Fans sollen Karten tauschen

Etwa 1.200 Karten standen den FCM-Anhängern für den Gästeblock zur Verfügung, seit Freitag sind alle vergriffen. Da dieses Kontingent die Nachfrage jedoch nicht restlos bedienen konnte, sollen einige hundert Anhänger Karten für die Hintertortribüne (Blöcke 6-10) erworben haben. Da in den erwähnten Blöcken allerdings HFC-Fans sitzen bzw. stehen, darunter 40 Dauerkarteninhaber, befürchtet der HFC Auseinandersetzungen zwischen den Fanlagern. Die Lösung: Sämtliche Anhänger aus diesen Blöcken sollen “im Sicherheitsinteresse” innerhalb des Stadions umziehen. Den Jahreskarteninhabern seien bereits Ersatzkarten zugekommen, die Besitzer von Tageskarten sollen ihre Tickets am Spieltag gegen Karten für anderen Blöcke tauschen. Am Dienstag werden weitere Restkarten im Fanshop verkauft.

HFC-Fans: “So vergrault man sich die eigenen, treuen Fans”
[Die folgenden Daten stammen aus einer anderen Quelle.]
PR #151, opened 2020-01-19
Remove generic type from `RequestId`

jamiebrynes7:
We used to do this in the C# SDK as well and its not really very helpful. 

Imagine you wanted to store a list of pending requests, you end up needing to type-erase the generic type in them. (I came across this when trying to build a demo and ended up falling back to the inner id)

It also makes the implementation a bit simpler.

### DIFF
--- a/spatialos-sdk/src/worker/mod.rs
+++ b/spatialos-sdk/src/worker/mod.rs
@@ -14,11 +14,8 @@ pub(crate) mod utils;
 pub mod worker_future;
 
 use component::ComponentId;
-use derivative::Derivative;
 use spatialos_sdk_sys::worker::Worker_InterestOverride;
-use std::cmp::Ordering;
 use std::fmt::{Display, Error, Formatter};
-use std::marker::PhantomData;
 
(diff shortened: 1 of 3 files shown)


spatialos-sdk/src/worker/mod.rs
```diff
@@ -45,45 +42,7 @@ impl Display for EntityId {
...
-
-impl<T> RequestId<T> {
-    pub fn new(id: i64) -> RequestId<T> {
-        RequestId {
-            id,
-            _type: PhantomData,
-        }
-    }
-}
+type RequestId = i64;
```
randomPoison: It might still be a good idea to make `RequestId` a newtype struct that wraps an `i64`. This would at least put a bit of a type-safe boundary around request IDs, such that users are less likely to accidentally provide an invalid value where a valid request ID is required.

jamiebrynes7: Done! `RequestId` looks similar to `EntityId` now :+1:

PR #153, opened 2020-02-02
Use exhaustive schema package

jamiebrynes7:
Opening this PR to track the various issues left in the code generator (as found by the exhaustive schema package).

- [x] Recursive schema options cause compiler errors (infinite size). These should be boxed. => #154 
- [x] Issues around using certain types in maps
	- Seems related to the constraint that the key in the map must implement `Ord` - https://github.com/jamiebrynes7/spatialos-sdk-rs/blob/tests/exhaustive-schema/spatialos-sdk/src/worker/schema/collections.rs#L151
	- Things like generated enums, generated types, schema entity, don't implement `Ord`.

### DIFF
--- a/.github/workflows/premerge.yml
+++ b/.github/workflows/premerge.yml
@@ -118,7 +118,7 @@ jobs:
         uses: actions-rs/cargo@v1
         with:
           command: spatial
-          args: --verbose download sdk --sdk-version 14.1.0
+          args: --verbose download sdk --sdk-version 14.1.0 --with-test-schema
         env:
           SPATIAL_LIB_DIR: "dependencies"
 
--- a/.github/workflows/premerge.yml
+++ b/.github/workflows/premerge.yml
@@ -36,7 +36,7 @@ jobs:
         uses: actions-rs/cargo@v1
         with:
           command: spatial
-          args: --verbose download sdk --sdk-version 14.1.0
+          args: --verbose download sdk --sdk-version 14.1.0 --with-test-schema
         env:
           SPATIAL_LIB_DIR: "dependencies"
 
--- a/.idea/runConfigurations/Download_SDK.xml
+++ b/.idea/runConfigurations/Download_SDK.xml
@@ -1,7 +1,7 @@
 <component name="ProjectRunConfigurationManager">
   <configuration default="false" name="Download SDK" type="CargoCommandRunConfiguration" factoryName="Cargo Command">
     <option name="channel" value="DEFAULT" />
-    <option name="command" value="spatial download sdk --sdk-version 14.1.0" />
+    <option name="command" value="spatial download sdk --sdk-version 14.1.0 --with-test-schema" />
     <option name="allFeatures" value="false" />
     <option name="nocapture" value="false" />
     <option name="emulateTerminal" value="false" />
--- a/README.md
+++ b/README.md
@@ -37,7 +37,7 @@ To develop in this repository you'll need:
 4. Download the C API dependencies.
    
    ```
-   $ cargo spatial download sdk --sdk-version 14.1.0
+   $ cargo spatial download sdk --sdk-version 14.1.0 --with-test-schema
    ```
 5. Build the `spatialos-sdk` crate.
    
--- a/project-example/src/generated.rs
+++ b/project-example/src/generated.rs
@@ -5,6 +5,8 @@
 #![allow(dead_code)]
 #![allow(non_camel_case_types)]
 #![allow(unused_mut)]
+#![allow(clippy::unreadable_literal)]
+#![allow(clippy::option_option)]
 
 use spatialos_sdk::worker::schema::*;
 use spatialos_sdk::worker::component::*;
--- a/project-example/src/generated.rs
+++ b/project-example/src/generated.rs
@@ -112,7 +112,7 @@ impl Into<u32> for TestEnum {
 impl_field_for_enum_field!(TestEnum);
 
 /* Types. */
-#[derive(Debug, Clone)]
+#[derive(Debug, Clone, PartialEq, Eq, PartialOrd, Ord)]
 pub struct CommandData {
     pub value: i32,
 }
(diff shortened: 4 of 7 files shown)


jamiebrynes7:
@randomPoison @dgavedissian was there a specific reason we chose `BTreeMap` instead of `HashMap` for the schema map implementations? 

The constraints for `HashMap` are only `Hash` and `Eq`. I'm unsure how we would implement `Ord` for all generated types and the `Entity` type.

randomPoison:
> Also is that even true? Schemalang doesn't provide incremental collection updates

Not sure about this one. I *think* @dgavedissian gave that explanation when I last asked why we're using `BTreeMap` 🤷‍♀

dgavedissian:
Yeah that explanation is correct, because the C API supports byte level compression of component updates: https://docs.improbable.io/reference/14.4/shared/worker-configuration/component-settings#how-delta-compression-works

If we use a hash map, then the serialisation order is undefined.

jamiebrynes7:
Okay the last stumbling block that I'm struggling to solve is that we cannot implement `Ord` for any and all generated types since `f32/f64` doesn't implement `Ord`. 

What we could do is:

- Detect if a given schema type has any floats in it (be it a `list`, `map`, `option` or any child type). 
- If it doesn't => derive `Ord` and `Eq` for that type.
- If a user tries to generate schema from a map with a "invalid" type we could either skip the field or throw an error.

Thoughts @dgavedissian @randomPoison

randomPoison:
For custom schema types, the code generator could produce a custom `Ord` impl instead of using `#[derive(Ord)]`. This could do mostly the same thing as `#[derive(Ord)]`, but could include custom logic for floating point types that impose a total ordering around `NaN` values (e.g. `NaN` is considered equal to `NaN` and less than all other values).

jamiebrynes7:
> This could do mostly the same thing as #[derive(Ord)], but could include custom logic for floating point types that impose a total ordering around NaN values (e.g. NaN is considered equal to NaN and less than all other values).

I like this idea :)

jamiebrynes7:
Alright this is turning into a bit of a 'mare. 

To ensure correctness, we need to manually implement `PartialEq, Eq, PartialOrd, Ord` for the generated types to ensure that the implementations agree with each other. 

So I started implementing `PartialEq`, only special casing `f32/f64` fields and deferring to `self == other` for all other fields. All okay so far, but now I need to implement a custom impl for `Option<f32/f64>` since I can't use the built in for that either, and I'll need to do the same for `Vec<>` and `BTreeMap<f32/f64, f32/f64>`. 

And then do the same for `PartialOrd` and `Ord` 😬

randomPoison:
How about defining a custom `Ord` trait instead? We could use a blanket impl for all types that already implement `Ord`, and manually implement the trait for floating point types to enforce our own ordering:

```rust
pub trait FloatOrd: PartialOrd {
    float_cmp(&self, other: &Self) -> Ordering;
}

impl<T> FloatOrd for T where T: Ord {
    float_cmp(&self, other: &Self) -> Ordering {
        Ord::cmp(self, other)
    }
}

impl FloatOrd for f32 {
    float_cmp(&self, other: &Self) -> Ordering {
        self.partial_cmp(other).unwrap_or_else(|| {
            if self.is_nan() {
                if other.is_nan() {
                    Ordering::Equal
                } else {
                    Ordering::Less
                }
            } else {
                Ordering::Greater
            }
        })
    }
}

// TODO: Implement `FloatOrd` for all other basic schema types that don't implement `Ord`.
```

The generated code for all types would then be the exact same boilerplate of calling `FloatOrd::float_cmp` on each field.

jamiebrynes7:
We would then need our own `BTreeMap` equivalent that used `FloatOrd` instead of `Ord` that we would use for generated types. This just feels a little funky 😕

randomPoison:
We wouldn't need a custom `BTreeMap` type, since we could blanket impl `Ord` for all of our types implementing our custom `FloatOrd` trait.

jamiebrynes7:
Wouldn't that then mean there are competing implementations for Ord? Unless we can only do the blanket impl for types which don't already implement Ord

randomPoison:
Oh yeah, you're right about that. [You can't do blanket impls for an external trait](https://play.rust-lang.org/?version=stable&mode=debug&edition=2018&gist=24d798580eedb5776ce7fe119b040626) 🤔

....

Oh! Okay, I think we can still make this work, though. We don't actually need a blanket impl, since we're already doing code generation. What we can do is still define a custom `FloatOrd` trait. We can do a blanket impl of `FloatOrd` for any type that already implements `Ord`, and manually implement it for the handful of built-in types that don't:

* `f32` and `f64`
* `Option<f32/f64>`
* `Vec<f32/f64>`
* `BTreeMap<f32/f64, ...>`

Then, in the generated `Ord` impl for any schema types, instead of deferring to the `Ord` impl for each of the fields, we defer to the `FloatOrd` impl! That should keep the generated code simple (i.e. the same boilerplate for each field) and minimize the amount of extra hassle needed.

jamiebrynes7:
Okay so the final nail in the coffin for the `FloatOrd` approach is that we cannot use floats in the key of a `BTreeMap` at all ([repro](https://play.rust-lang.org/?version=stable&mode=debug&edition=2018&gist=c312d7b55479de1a42aa2a606e300f27)) as the key has an `Ord` trait bound.

The other option on the table is to wrap the `f32/f64` in a newtype which does implement the required traits and use those when generating code. 

I.e. - something like https://github.com/notriddle/rust-float-ord

This has the cost of user ergonomics since the following is a compiler error:

```rust
let mut f = FloatOrd(0.5f32);
f = 1.0f32; // Cannot convert between f32 and FloatOrd<f32>
f.0 = 1.0f32 // The correct way of changing the floats
``` 

We can aid ergonomics by implementing `From<f32/64>` on the newtype, but its still not _great_. But it also feels like the only real way forward that I can see right now

jamiebrynes7:
Pushed a possible implementation of a `FloatOrd` newtype here https://github.com/jamiebrynes7/spatialos-sdk-rs/pull/165

jamiebrynes7:
Alright I _think_ this should be good to go now!

PR #154, opened 2020-02-02
Add recursive schema option support 

jamiebrynes7:
This PR introduces recursive schema option support. This is an edge case in schemalang where the following is valid schema.

```
type Recursive {
	option<Recursive> opt = 1;
}

type TypeA {
	option<TypeB> opt = 1;
}

type TypeB {
	option<TypeA> opt = 1;
}
```

To support this edge case, we detect when a field is recursive (i.e. - cyclical) and change the type from `Option<T>` to `Option<Box<T>>`. 

To enable this, we add another schema container `RecursiveOptional<T>` which is almost identical to `Optional<T>` except it has an additional trait bound `ObjectField` since only types can be optional _and_ the `RustType` alias has the additional `Box`. 

---

For the above schema this change should now generate:

```rust
struct Recursive {
	pub opt: Option<Box<Recursive>>
}

struct TypeA {
	pub opt: Option<Box<TypeB>>
}

struct TypeB {
	pub opt: Option<Box<TypeA>>
}
```

### DIFF
--- a/project-example/schema/example.schema
+++ b/project-example/schema/example.schema
@@ -60,3 +60,8 @@ component EntityTest {
 
     Entity entity = 1;
 }
+
+// TODO: Remove when https://github.com/jamiebrynes7/spatialos-sdk-rs/pull/153 is merged.
+type Recursive {
+    option<Recursive> opt = 1;
+}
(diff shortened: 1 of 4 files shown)


randomPoison:
Are options the only place where we need to support recursive types? I like not having to box the inner values if the type isn't recursive, but I worry that that's going to be difficult to support robustly if arbitrary types can be recursive.

jamiebrynes7:
Yup options are the only place where we have to special case them. 😄

PR #161, opened 2020-02-18
Add codecov config file

jamiebrynes7:
Added a very minimal codecov configuration which shouldn't fail PRs any more regarding code coverage, but it should still be reported.


randomPoison:
Glad PRs won't be blocked on code coverage 🎉

jamiebrynes7:
They were never blocked, but the red cross made me sad (maybe that's the point 🤔)

PR #163, opened 2020-03-11
Primitive schema type defaults

Chris-Nicholls:
Added defaults when deserialising primitive types, to match pbio as seen in https://github.com/improbable/protobuf-interop/blob/4f1363cf2522dc97eba7b669c00731a88b2de9e4/src/pbio.cc#L367

For some reason, default values are not present when sent from spatial, leading to errors when deseralising things such as Position(0,0,0)

### DIFF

Die HFC-Fanszene reagierte in einem offenen Brief empört: “Wenn man die eigenen Fans zugunsten der Fans des “Erzfeindes“, auch mit dem Hinweis versehen, es handele sich um eine Vorsichtsmaßnahme im Interesse unserer Fans, quasi würdelos und beliebig in andere Stadionbereiche umsetzt, so vergrault man sich die eigenen, treuen Fans, welche mit den Eintrittskartenerwerb die Mannschaft zu einem Teil mitfinanzieren!” Viele Fans überlegen demnach nun, “überhaupt noch zum Spiel zu kommen.” Die Tatsache, dass die Tribüne am Läuferweg “in Feindeshand fällt”, ist den HFC-Fans ein Dorn im Auge. Für die Zukunft müsse darüber nachgedacht werden, wie man einen solchen Vorverkaufsmissbrauch ausschließen könne. “Auch wenn man dazu das ganze Ticketsystem auf den Kopf stellen müsste”, heißt es abschließend.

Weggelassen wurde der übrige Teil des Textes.